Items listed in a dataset
>>>

PR #1691, opened 2023-11-05
Chore/sc 21398/fix failing topic tests

stevekaplan123:
The main problem was in [update topic titles](https://github.com/Sefaria/Sefaria-Project/compare/chore/sc-21398/fix-failing-topic-tests?expand=1#diff-19364da9061bcb429f3f3c5f63aeab5541e461154bd59e61719b2cd68f631356L1045).  The order in which I was removing old titles and adding new ones was leaving the old one cached.  I also added a test for alt titles and hebrew titles in the two tests below and created [distinct new titles](https://github.com/Sefaria/Sefaria-Project/compare/chore/sc-21398/fix-failing-topic-tests?expand=1#diff-3eb576d5ed14f2bd2ce8aa0c80864a7f72f02c2ed94cbe4005879679af587534R86) so that all the nodes don't end up with the same name.


sefaria/helper/topic.py
```diff
@@ -1043,14 +1043,16 @@ def topic_change_category(topic_obj, new_category, old_category="", rebuild=Fals
     return topic_obj
 
 def update_topic_titles(topic_obj, data):
-    for lang in ['en', 'he']:
```
nsantacruz, line 1046: This is feedback on the function in general and not on the changes made. `topic_obj` seems like it should be renamed to `topic` which seems more standard. It is preferable not to pass a parameter called `data` which is confusing to know what's in it. Instead, pass the contents of `data` as kwargs (i.e. `title`, `heTitle`, `altTitles`) and optional kwargs can default to `None` (it seems `altTitles` is optional). When calling `update_topic_titles()` you can call it using `**` like this `update_topic_titles(topic, **data)` which will pass the keys of `data` as kwargs.

stevekaplan123: @nsantacruz [New test here](https://github.com/Sefaria/Sefaria-Project/pull/1691/commits/a005786221e3b63c984e988b7ff5f97e69564e09#diff-3eb576d5ed14f2bd2ce8aa0c80864a7f72f02c2ed94cbe4005879679af587534R94)
[Changed remove title here](https://github.com/Sefaria/Sefaria-Project/pull/1691/commits/a005786221e3b63c984e988b7ff5f97e69564e09#diff-ba861216d2529388aee5b8984af25f2eb0eacedee84c915c33d2952ead8ebb33R128) 
Changed the code back so that I [remove titles first](https://github.com/Sefaria/Sefaria-Project/pull/1691/commits/a005786221e3b63c984e988b7ff5f97e69564e09#diff-19364da9061bcb429f3f3c5f63aeab5541e461154bd59e61719b2cd68f631356R1048) because now it's possible

sefaria/model/schema.py
```diff
@@ -125,6 +125,9 @@ def secondary_titles(self, lang=None):
         return [t for t in self.all_titles(lang) if t != self.primary_title(lang)]
 
     def remove_title(self, text, lang):
+        is_primary = len([t for t in self.titles if not (t["lang"] == lang and t["text"] == text and t.get('primary'))])
```
nsantacruz, line 128: shouldn't you remove `not`? wouldn't that locate a primary title?

sefaria/helper/topic.py
```diff
@@ -1042,81 +1042,79 @@ def topic_change_category(topic_obj, new_category, old_category="", rebuild=Fals
...
-    if not hasattr(topic_obj, 'properties'):
-        topic_obj.properties = {}
-    process_topic_place_change(topic_obj, data)
-    topic_obj = update_author_era(topic_obj, data, dataSource=dataSource)
-
-    return topic_obj
+    if not hasattr(topic, 'properties'):
+        topic.properties = {}
+    process_topic_place_change(topic, **kwargs)
+    return update_author_era(topic, **kwargs, dataSource=dataSource)
```
nsantacruz, line 1062: you can't use `**` before named parameters. move to be the last parameter

sefaria/helper/topic.py
```diff
@@ -1042,81 +1042,79 @@ def topic_change_category(topic_obj, new_category, old_category="", rebuild=Fals
...
-        for title in data['altTitles'][lang]:
-            topic_obj.add_title(title, lang)
-
-    topic_obj.add_title(data['title'], 'en', True, True)
-    topic_obj.add_title(data['heTitle'], 'he', True, True)
-    return topic_obj
-
-
-def update_authors_place_and_time(topic_obj, data, dataSource='learning-team-editing-tool'):
+def update_topic_titles(topic, **kwargs):
```
nsantacruz, line 1045: My idea of using `**data` here was that so that we could use explicit named parameters here which makes the function easier to understand. However, in many of the other cases in this PR where kwargs are used it seems fine because we don't know necessarily what the keys of the kwargs will be.

In summary: use kwargs when the keys are dynamic. Use named parameters when they're static so users can more easily understand how to call the function.

sefaria/helper/topic.py
nsantacruz: This is great! Good job on the tests.

nsantacruz (approved):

<<<

# TASK OBJECTIVE
Would you please copy out every line of the data exactly?

# RESULT BELOW
PR #1691, opened 2023-11-05
Chore/sc 21398/fix failing topic tests

stevekaplan123:
The main problem was in [update topic titles](https://github.com/Sefaria/Sefaria-Project/compare/chore/sc-21398/fix-failing-topic-tests?expand=1#diff-19364da9061bcb429f3f3c5f63aeab5541e461154bd59e61719b2cd68f631356L1045).  The order in which I was removing old titles and adding new ones was leaving the old one cached.  I also added a test for alt titles and hebrew titles in the two tests below and created [distinct new titles](https://github.com/Sefaria/Sefaria-Project/compare/chore/sc-21398/fix-failing-topic-tests?expand=1#diff-3eb576d5ed14f2bd2ce8aa0c80864a7f72f02c2ed94cbe4005879679af587534R86) so that all the nodes don't end up with the same name.


sefaria/helper/topic.py
```diff
@@ -1043,14 +1043,16 @@ def topic_change_category(topic_obj, new_category, old_category="", rebuild=Fals
     return topic_obj
 
 def update_topic_titles(topic_obj, data):
-    for lang in ['en', 'he']:
```
nsantacruz, line 1046: This is feedback on the function in general and not on the changes made. `topic_obj` seems like it should be renamed to `topic` which seems more standard. It is preferable not to pass a parameter called `data` which is confusing to know what's in it. Instead, pass the contents of `data` as kwargs (i.e. `title`, `heTitle`, `altTitles`) and optional kwargs can default to `None` (it seems `altTitles` is optional). When calling `update_topic_titles()` you can call it using `**` like this `update_topic_titles(topic, **data)` which will pass the keys of `data` as kwargs.

stevekaplan123: @nsantacruz [New test here](https://github.com/Sefaria/Sefaria-Project/pull/1691/commits/a005786221e3b63c984e988b7ff5f97e69564e09#diff-3eb576d5ed14f2bd2ce8aa0c80864a7f72f02c2ed94cbe4005879679af587534R94)
[Changed remove title here](https://github.com/Sefaria/Sefaria-Project/pull/1691/commits/a005786221e3b63c984e988b7ff5f97e69564e09#diff-ba861216d2529388aee5b8984af25f2eb0eacedee84c915c33d2952ead8ebb33R128) 
Changed the code back so that I [remove titles first](https://github.com/Sefaria/Sefaria-Project/pull/1691/commits/a005786221e3b63c984e988b7ff5f97e69564e09#diff-19364da9061bcb429f3f3c5f63aeab5541e461154bd59e61719b2cd68f631356R1048) because now it's possible

sefaria/model/schema.py
```diff
@@ -125,6 +125,9 @@ def secondary_titles(self, lang=None):
         return [t for t in self.all_titles(lang) if t != self.primary_title(lang)]
 
     def remove_title(self, text, lang):
+        is_primary = len([t for t in self.titles if not (t["lang"] == lang and t["text"] == text and t.get('primary'))])
```
nsantacruz, line 128: shouldn't you remove `not`? wouldn't that locate a primary title?

sefaria/helper/topic.py
```diff
@@ -1042,81 +1042,79 @@ def topic_change_category(topic_obj, new_category, old_category="", rebuild=Fals
...
-    if not hasattr(topic_obj, 'properties'):
-        topic_obj.properties = {}
-    process_topic_place_change(topic_obj, data)
-    topic_obj = update_author_era(topic_obj, data, dataSource=dataSource)
-
-    return topic_obj
+    if not hasattr(topic, 'properties'):
+        topic.properties = {}
+    process_topic_place_change(topic, **kwargs)
+    return update_author_era(topic, **kwargs, dataSource=dataSource)
```
nsantacruz, line 1062: you can't use `**` before named parameters. move to be the last parameter

sefaria/helper/topic.py
```diff
@@ -1042,81 +1042,79 @@ def topic_change_category(topic_obj, new_category, old_category="", rebuild=Fals
...
-        for title in data['altTitles'][lang]:
-            topic_obj.add_title(title, lang)
-
-    topic_obj.add_title(data['title'], 'en', True, True)
-    topic_obj.add_title(data['heTitle'], 'he', True, True)
-    return topic_obj
-
-
-def update_authors_place_and_time(topic_obj, data, dataSource='learning-team-editing-tool'):
+def update_topic_titles(topic, **kwargs):
```
nsantacruz, line 1045: My idea of using `**data` here was that so that we could use explicit named parameters here which makes the function easier to understand. However, in many of the other cases in this PR where kwargs are used it seems fine because we don't know necessarily what the keys of the kwargs will be.

In summary: use kwargs when the keys are dynamic. Use named parameters when they're static so users can more easily understand how to call the function.

sefaria/helper/topic.py
nsantacruz: This is great! Good job on the tests.

nsantacruz (approved):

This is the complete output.